## ASSIGNMENT
From the first line to the last, return the data exactly as written.

## SOURCE MATERIAL
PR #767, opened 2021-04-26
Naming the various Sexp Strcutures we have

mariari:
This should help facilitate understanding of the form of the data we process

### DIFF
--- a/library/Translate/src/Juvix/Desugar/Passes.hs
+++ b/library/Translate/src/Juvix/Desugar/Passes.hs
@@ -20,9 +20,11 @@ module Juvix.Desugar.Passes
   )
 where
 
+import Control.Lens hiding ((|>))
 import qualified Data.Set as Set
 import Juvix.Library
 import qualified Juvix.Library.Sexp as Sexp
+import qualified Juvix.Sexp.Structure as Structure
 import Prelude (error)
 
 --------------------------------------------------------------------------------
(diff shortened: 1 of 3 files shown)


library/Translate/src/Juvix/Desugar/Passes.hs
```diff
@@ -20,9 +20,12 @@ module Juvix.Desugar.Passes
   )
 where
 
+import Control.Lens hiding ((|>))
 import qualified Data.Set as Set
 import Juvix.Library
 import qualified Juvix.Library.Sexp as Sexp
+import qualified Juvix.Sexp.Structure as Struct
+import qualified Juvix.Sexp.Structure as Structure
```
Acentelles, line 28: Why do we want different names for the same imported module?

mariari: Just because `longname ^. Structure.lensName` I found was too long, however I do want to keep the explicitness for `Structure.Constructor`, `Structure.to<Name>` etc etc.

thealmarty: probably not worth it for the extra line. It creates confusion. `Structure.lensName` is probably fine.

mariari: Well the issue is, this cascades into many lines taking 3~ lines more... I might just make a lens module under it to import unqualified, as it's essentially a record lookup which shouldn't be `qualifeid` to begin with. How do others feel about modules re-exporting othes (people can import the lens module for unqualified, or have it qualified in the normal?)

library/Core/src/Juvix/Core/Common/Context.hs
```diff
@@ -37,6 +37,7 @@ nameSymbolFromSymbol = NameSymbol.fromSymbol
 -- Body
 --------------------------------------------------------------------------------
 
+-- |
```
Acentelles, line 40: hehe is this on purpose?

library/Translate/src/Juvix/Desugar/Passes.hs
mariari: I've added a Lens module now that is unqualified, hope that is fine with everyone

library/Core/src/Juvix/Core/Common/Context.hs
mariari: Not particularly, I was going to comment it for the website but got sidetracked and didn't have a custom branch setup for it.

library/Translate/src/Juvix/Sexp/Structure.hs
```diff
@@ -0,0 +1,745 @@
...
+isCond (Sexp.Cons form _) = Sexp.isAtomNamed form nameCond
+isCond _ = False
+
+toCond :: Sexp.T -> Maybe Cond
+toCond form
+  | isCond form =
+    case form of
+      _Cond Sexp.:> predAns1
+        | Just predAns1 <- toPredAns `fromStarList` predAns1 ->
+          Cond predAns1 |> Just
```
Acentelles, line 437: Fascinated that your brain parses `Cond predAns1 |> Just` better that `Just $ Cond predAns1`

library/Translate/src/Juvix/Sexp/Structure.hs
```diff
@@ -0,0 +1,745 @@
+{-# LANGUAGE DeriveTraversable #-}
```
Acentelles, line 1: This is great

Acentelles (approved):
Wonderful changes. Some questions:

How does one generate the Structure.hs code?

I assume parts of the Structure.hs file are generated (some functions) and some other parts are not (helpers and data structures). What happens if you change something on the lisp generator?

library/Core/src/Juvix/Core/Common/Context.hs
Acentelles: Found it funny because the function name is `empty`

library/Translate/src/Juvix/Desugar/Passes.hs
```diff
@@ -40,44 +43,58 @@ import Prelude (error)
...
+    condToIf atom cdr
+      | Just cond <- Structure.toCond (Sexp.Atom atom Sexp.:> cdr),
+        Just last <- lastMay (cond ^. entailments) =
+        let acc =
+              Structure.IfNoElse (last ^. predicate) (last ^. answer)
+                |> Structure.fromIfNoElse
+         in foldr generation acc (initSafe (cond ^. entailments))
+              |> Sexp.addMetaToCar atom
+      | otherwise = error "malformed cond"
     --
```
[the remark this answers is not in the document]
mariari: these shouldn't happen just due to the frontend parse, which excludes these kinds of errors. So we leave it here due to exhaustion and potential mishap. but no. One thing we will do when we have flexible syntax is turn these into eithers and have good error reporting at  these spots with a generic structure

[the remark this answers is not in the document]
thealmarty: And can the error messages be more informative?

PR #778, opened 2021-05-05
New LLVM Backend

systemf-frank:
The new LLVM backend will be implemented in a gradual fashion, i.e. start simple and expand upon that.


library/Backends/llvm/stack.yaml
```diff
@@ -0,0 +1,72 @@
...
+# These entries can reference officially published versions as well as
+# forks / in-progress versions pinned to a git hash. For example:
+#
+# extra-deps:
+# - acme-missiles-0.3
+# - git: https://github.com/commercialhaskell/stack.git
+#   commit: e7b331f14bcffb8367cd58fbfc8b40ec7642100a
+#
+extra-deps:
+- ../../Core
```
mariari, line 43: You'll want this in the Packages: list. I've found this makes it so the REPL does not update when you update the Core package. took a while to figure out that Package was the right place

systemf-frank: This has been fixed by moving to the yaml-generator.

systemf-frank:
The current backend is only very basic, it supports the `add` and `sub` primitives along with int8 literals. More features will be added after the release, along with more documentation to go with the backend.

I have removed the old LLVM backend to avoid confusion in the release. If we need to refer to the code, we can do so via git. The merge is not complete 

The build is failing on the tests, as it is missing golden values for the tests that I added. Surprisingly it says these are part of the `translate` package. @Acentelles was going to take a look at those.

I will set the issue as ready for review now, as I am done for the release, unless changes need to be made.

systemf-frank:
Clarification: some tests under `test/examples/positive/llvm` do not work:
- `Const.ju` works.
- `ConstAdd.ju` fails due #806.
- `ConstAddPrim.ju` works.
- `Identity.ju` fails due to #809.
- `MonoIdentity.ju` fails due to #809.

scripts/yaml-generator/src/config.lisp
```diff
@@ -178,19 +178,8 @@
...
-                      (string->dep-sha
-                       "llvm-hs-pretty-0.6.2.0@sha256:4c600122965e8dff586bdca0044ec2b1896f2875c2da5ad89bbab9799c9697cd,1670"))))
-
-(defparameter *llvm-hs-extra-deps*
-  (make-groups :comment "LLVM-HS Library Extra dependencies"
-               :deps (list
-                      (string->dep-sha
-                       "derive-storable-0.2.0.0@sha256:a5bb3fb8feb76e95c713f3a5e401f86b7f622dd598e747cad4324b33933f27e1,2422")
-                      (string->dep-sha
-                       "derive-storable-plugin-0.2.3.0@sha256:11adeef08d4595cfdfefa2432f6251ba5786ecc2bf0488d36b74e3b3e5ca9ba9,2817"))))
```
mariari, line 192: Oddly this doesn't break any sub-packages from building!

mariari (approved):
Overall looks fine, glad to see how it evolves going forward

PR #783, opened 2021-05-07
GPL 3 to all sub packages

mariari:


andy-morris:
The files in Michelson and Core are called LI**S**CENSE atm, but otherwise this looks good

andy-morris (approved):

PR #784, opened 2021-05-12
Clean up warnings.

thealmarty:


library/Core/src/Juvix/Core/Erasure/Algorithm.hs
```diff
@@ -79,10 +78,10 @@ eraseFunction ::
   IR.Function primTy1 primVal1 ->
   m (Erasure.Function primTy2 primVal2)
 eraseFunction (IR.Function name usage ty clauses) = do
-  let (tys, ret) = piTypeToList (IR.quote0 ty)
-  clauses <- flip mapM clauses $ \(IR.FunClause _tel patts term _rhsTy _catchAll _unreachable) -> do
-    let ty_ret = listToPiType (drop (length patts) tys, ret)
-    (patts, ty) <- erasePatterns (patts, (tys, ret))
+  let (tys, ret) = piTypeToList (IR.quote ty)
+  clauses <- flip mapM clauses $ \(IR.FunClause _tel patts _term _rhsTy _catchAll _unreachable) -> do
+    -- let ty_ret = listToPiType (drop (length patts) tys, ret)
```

## RESULT BELOW
PR #767, opened 2021-04-26
Naming the various Sexp Strcutures we have

mariari:
This should help facilitate understanding of the form of the data we process

### DIFF
--- a/library/Translate/src/Juvix/Desugar/Passes.hs
+++ b/library/Translate/src/Juvix/Desugar/Passes.hs
@@ -20,9 +20,11 @@ module Juvix.Desugar.Passes
   )
 where
 
+import Control.Lens hiding ((|>))
 import qualified Data.Set as Set
 import Juvix.Library
 import qualified Juvix.Library.Sexp as Sexp
+import qualified Juvix.Sexp.Structure as Structure
 import Prelude (error)
 
 --------------------------------------------------------------------------------
(diff shortened: 1 of 3 files shown)


library/Translate/src/Juvix/Desugar/Passes.hs
```diff
@@ -20,9 +20,12 @@ module Juvix.Desugar.Passes
   )
 where
 
+import Control.Lens hiding ((|>))
 import qualified Data.Set as Set
 import Juvix.Library
 import qualified Juvix.Library.Sexp as Sexp
+import qualified Juvix.Sexp.Structure as Struct
+import qualified Juvix.Sexp.Structure as Structure
```
Acentelles, line 28: Why do we want different names for the same imported module?

mariari: Just because `longname ^. Structure.lensName` I found was too long, however I do want to keep the explicitness for `Structure.Constructor`, `Structure.to<Name>` etc etc.

thealmarty: probably not worth it for the extra line. It creates confusion. `Structure.lensName` is probably fine.

mariari: Well the issue is, this cascades into many lines taking 3~ lines more... I might just make a lens module under it to import unqualified, as it's essentially a record lookup which shouldn't be `qualifeid` to begin with. How do others feel about modules re-exporting othes (people can import the lens module for unqualified, or have it qualified in the normal?)

library/Core/src/Juvix/Core/Common/Context.hs
```diff
@@ -37,6 +37,7 @@ nameSymbolFromSymbol = NameSymbol.fromSymbol
 -- Body
 --------------------------------------------------------------------------------
 
+-- |
```
Acentelles, line 40: hehe is this on purpose?

library/Translate/src/Juvix/Desugar/Passes.hs
mariari: I've added a Lens module now that is unqualified, hope that is fine with everyone

library/Core/src/Juvix/Core/Common/Context.hs
mariari: Not particularly, I was going to comment it for the website but got sidetracked and didn't have a custom branch setup for it.

library/Translate/src/Juvix/Sexp/Structure.hs
```diff
@@ -0,0 +1,745 @@
...
+isCond (Sexp.Cons form _) = Sexp.isAtomNamed form nameCond
+isCond _ = False
+
+toCond :: Sexp.T -> Maybe Cond
+toCond form
+  | isCond form =
+    case form of
+      _Cond Sexp.:> predAns1
+        | Just predAns1 <- toPredAns `fromStarList` predAns1 ->
+          Cond predAns1 |> Just
```
Acentelles, line 437: Fascinated that your brain parses `Cond predAns1 |> Just` better that `Just $ Cond predAns1`

library/Translate/src/Juvix/Sexp/Structure.hs
```diff
@@ -0,0 +1,745 @@
+{-# LANGUAGE DeriveTraversable #-}
```
Acentelles, line 1: This is great

Acentelles (approved):
Wonderful changes. Some questions:

How does one generate the Structure.hs code?

I assume parts of the Structure.hs file are generated (some functions) and some other parts are not (helpers and data structures). What happens if you change something on the lisp generator?

library/Core/src/Juvix/Core/Common/Context.hs
Acentelles: Found it funny because the function name is `empty`

library/Translate/src/Juvix/Desugar/Passes.hs
```diff
@@ -40,44 +43,58 @@ import Prelude (error)
...
+    condToIf atom cdr
+      | Just cond <- Structure.toCond (Sexp.Atom atom Sexp.:> cdr),
+        Just last <- lastMay (cond ^. entailments) =
+        let acc =
+              Structure.IfNoElse (last ^. predicate) (last ^. answer)
+                |> Structure.fromIfNoElse
+         in foldr generation acc (initSafe (cond ^. entailments))
+              |> Sexp.addMetaToCar atom
+      | otherwise = error "malformed cond"
     --
```
[the remark this answers is not in the document]
mariari: these shouldn't happen just due to the frontend parse, which excludes these kinds of errors. So we leave it here due to exhaustion and potential mishap. but no. One thing we will do when we have flexible syntax is turn these into eithers and have good error reporting at  these spots with a generic structure

[the remark this answers is not in the document]
thealmarty: And can the error messages be more informative?

PR #778, opened 2021-05-05
New LLVM Backend

systemf-frank:
The new LLVM backend will be implemented in a gradual fashion, i.e. start simple and expand upon that.


library/Backends/llvm/stack.yaml
```diff
@@ -0,0 +1,72 @@
...
+# These entries can reference officially published versions as well as
+# forks / in-progress versions pinned to a git hash. For example:
+#
+# extra-deps:
+# - acme-missiles-0.3
+# - git: https://github.com/commercialhaskell/stack.git
+#   commit: e7b331f14bcffb8367cd58fbfc8b40ec7642100a
+#
+extra-deps:
+- ../../Core
```
mariari, line 43: You'll want this in the Packages: list. I've found this makes it so the REPL does not update when you update the Core package. took a while to figure out that Package was the right place

systemf-frank: This has been fixed by moving to the yaml-generator.

systemf-frank:
The current backend is only very basic, it supports the `add` and `sub` primitives along with int8 literals. More features will be added after the release, along with more documentation to go with the backend.

I have removed the old LLVM backend to avoid confusion in the release. If we need to refer to the code, we can do so via git. The merge is not complete 

The build is failing on the tests, as it is missing golden values for the tests that I added. Surprisingly it says these are part of the `translate` package. @Acentelles was going to take a look at those.

I will set the issue as ready for review now, as I am done for the release, unless changes need to be made.

systemf-frank:
Clarification: some tests under `test/examples/positive/llvm` do not work:
- `Const.ju` works.
- `ConstAdd.ju` fails due #806.
- `ConstAddPrim.ju` works.
- `Identity.ju` fails due to #809.
- `MonoIdentity.ju` fails due to #809.

scripts/yaml-generator/src/config.lisp
```diff
@@ -178,19 +178,8 @@
...
-                      (string->dep-sha
-                       "llvm-hs-pretty-0.6.2.0@sha256:4c600122965e8dff586bdca0044ec2b1896f2875c2da5ad89bbab9799c9697cd,1670"))))
-
-(defparameter *llvm-hs-extra-deps*
-  (make-groups :comment "LLVM-HS Library Extra dependencies"
-               :deps (list
-                      (string->dep-sha
-                       "derive-storable-0.2.0.0@sha256:a5bb3fb8feb76e95c713f3a5e401f86b7f622dd598e747cad4324b33933f27e1,2422")
-                      (string->dep-sha
-                       "derive-storable-plugin-0.2.3.0@sha256:11adeef08d4595cfdfefa2432f6251ba5786ecc2bf0488d36b74e3b3e5ca9ba9,2817"))))
```
mariari, line 192: Oddly this doesn't break any sub-packages from building!

mariari (approved):
Overall looks fine, glad to see how it evolves going forward

PR #783, opened 2021-05-07
GPL 3 to all sub packages

mariari:


andy-morris:
The files in Michelson and Core are called LI**S**CENSE atm, but otherwise this looks good

andy-morris (approved):

PR #784, opened 2021-05-12
Clean up warnings.

thealmarty:


library/Core/src/Juvix/Core/Erasure/Algorithm.hs
```diff
@@ -79,10 +78,10 @@ eraseFunction ::
   IR.Function primTy1 primVal1 ->
   m (Erasure.Function primTy2 primVal2)
 eraseFunction (IR.Function name usage ty clauses) = do
-  let (tys, ret) = piTypeToList (IR.quote0 ty)
-  clauses <- flip mapM clauses $ \(IR.FunClause _tel patts term _rhsTy _catchAll _unreachable) -> do
-    let ty_ret = listToPiType (drop (length patts) tys, ret)
-    (patts, ty) <- erasePatterns (patts, (tys, ret))
+  let (tys, ret) = piTypeToList (IR.quote ty)
+  clauses <- flip mapM clauses $ \(IR.FunClause _tel patts _term _rhsTy _catchAll _unreachable) -> do
+    -- let ty_ret = listToPiType (drop (length patts) tys, ret)
```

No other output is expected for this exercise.